Der südliche Teil des ursprünglich zum Fürstentum Moldau gehörenden Bessarabien ging, nachdem es 1812 und 1829 vom Osmanischen Reich an Russland abgetreten worden war, im Ergebnis des Krimkrieges Russland zunächst wieder verloren. An das Fürstentum Moldau trat Russland im Rahmen des Pariser Friedens 1856 einen Grenzstreifen entlang des Pruth, des Donaudeltas und der Schwarzmeerküste einschließlich der Städte Cahul, Ismajil und Kilija ab sowie den südlichen Teil des Budschak. Diese Gebietsveränderung war weder historisch noch ethnographisch eindeutig begründet, denn im Gegensatz zu Nordbessarabien hatte Südbessarabien (einschließlich Bender) schon seit 1484 (bzw. 1538) nicht mehr zum Fürstentum Moldau, sondern bis 1812 direkt zum Osmanischen Reich gehört, und im Gegensatz zu Nordbessarabien lebten im Süden des Gebietes mehr Russen bzw.
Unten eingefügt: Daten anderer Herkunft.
PR #280, opened 2022-11-23
Update Activity Props

turbo124:
Extract VendorContacts
Update missing props from VendorContact
Update missing props from Activity
Update VendorContact form to include send_email prop
Update activity removing user hyperlink


beganovich (approved):
Looks great, thanks  :+1:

Ukrainer (und Bulgaren) als Moldawier. Durch die Grenzveränderung erhielt Moldau bzw. Rumänien aber einen Zugang zum Meer, während der Anteil Russlands an den Küsten des Schwarzen Meeres entsprechend verringert wurde. Schon im nächsten Russisch-Osmanischen Krieg erzwang Russland 1878 die Rückgabe Südbessarabiens, Rumänien erhielt als Entschädigung die Dobrudscha von den Osmanen.

LiteraturBearbeiten

  • Mihaela Narcisa Niemczik-Arambașa: Alltag am östlichen Rand der EU: Raumaneignungen der Bevölkerung im Grenzraum Rumänien/Republik Moldau. (Praxis Kultur- und Sozialgeographie, 54) Universitätsverlag, Potsdam 2012, S. 256 (Volltext)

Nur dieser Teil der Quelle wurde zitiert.